-- Opening Marker --
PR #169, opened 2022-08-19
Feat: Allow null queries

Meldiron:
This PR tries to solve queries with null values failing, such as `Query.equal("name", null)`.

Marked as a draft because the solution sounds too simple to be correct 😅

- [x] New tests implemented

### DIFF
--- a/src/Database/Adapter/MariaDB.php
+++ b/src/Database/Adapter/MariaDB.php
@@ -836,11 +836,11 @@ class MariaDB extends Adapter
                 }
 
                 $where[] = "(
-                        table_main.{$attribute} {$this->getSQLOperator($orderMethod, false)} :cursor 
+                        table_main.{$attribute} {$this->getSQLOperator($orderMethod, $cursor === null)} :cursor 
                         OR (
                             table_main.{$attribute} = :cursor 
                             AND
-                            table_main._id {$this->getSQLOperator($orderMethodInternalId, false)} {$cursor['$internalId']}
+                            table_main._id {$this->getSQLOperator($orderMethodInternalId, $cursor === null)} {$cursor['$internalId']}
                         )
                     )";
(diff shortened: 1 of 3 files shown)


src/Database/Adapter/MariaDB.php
-- Closing Marker --
-- Opening Marker --
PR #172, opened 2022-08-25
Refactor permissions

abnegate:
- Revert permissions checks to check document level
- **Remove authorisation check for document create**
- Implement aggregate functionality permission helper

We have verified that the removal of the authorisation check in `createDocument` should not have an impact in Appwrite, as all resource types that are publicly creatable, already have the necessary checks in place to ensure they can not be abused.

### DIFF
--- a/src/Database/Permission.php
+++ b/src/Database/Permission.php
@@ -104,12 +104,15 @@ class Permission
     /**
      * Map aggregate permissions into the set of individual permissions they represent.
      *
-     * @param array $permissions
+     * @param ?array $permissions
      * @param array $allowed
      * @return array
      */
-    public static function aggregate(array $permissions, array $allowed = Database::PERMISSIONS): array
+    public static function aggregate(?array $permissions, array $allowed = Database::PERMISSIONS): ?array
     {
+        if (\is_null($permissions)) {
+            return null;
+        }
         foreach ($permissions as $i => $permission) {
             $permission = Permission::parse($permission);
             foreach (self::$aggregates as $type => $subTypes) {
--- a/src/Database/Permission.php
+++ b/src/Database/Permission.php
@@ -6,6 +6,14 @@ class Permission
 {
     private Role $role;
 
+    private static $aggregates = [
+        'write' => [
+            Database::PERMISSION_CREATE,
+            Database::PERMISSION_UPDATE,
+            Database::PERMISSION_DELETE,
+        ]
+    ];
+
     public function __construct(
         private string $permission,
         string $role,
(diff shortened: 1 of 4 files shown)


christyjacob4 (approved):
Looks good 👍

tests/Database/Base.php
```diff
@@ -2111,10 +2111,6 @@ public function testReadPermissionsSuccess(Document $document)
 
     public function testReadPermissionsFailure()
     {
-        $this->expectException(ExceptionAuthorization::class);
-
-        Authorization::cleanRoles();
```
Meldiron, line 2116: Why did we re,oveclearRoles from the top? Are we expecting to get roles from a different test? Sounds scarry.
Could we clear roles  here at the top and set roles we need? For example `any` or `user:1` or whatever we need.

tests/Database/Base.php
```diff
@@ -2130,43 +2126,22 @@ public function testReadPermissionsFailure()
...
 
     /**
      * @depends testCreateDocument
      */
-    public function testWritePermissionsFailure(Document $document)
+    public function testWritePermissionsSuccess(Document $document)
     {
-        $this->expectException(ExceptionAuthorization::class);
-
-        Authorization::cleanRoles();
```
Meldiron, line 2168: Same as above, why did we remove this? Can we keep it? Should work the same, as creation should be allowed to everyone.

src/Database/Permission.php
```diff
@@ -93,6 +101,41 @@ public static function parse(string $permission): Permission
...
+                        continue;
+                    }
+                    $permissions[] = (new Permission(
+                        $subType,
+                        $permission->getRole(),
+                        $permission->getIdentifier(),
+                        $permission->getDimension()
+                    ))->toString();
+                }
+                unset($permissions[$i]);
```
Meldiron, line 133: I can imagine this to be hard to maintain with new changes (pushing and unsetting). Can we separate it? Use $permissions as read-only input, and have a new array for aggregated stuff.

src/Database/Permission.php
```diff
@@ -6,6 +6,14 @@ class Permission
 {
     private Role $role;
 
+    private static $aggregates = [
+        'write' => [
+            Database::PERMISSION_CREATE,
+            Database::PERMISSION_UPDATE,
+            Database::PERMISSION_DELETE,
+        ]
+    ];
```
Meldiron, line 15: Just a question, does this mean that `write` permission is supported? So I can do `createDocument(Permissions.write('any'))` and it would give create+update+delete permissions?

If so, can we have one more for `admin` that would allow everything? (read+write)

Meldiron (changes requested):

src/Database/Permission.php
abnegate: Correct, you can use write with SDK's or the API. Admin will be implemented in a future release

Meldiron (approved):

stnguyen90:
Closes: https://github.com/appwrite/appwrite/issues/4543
-- Closing Marker --
- **Work instructions**: Among the lines above, find those carrying the word "queries" and copy them out.

- **Solution to the problem**:
Feat: Allow null queries
This PR tries to solve queries with null values failing, such as `Query.equal("name", null)`.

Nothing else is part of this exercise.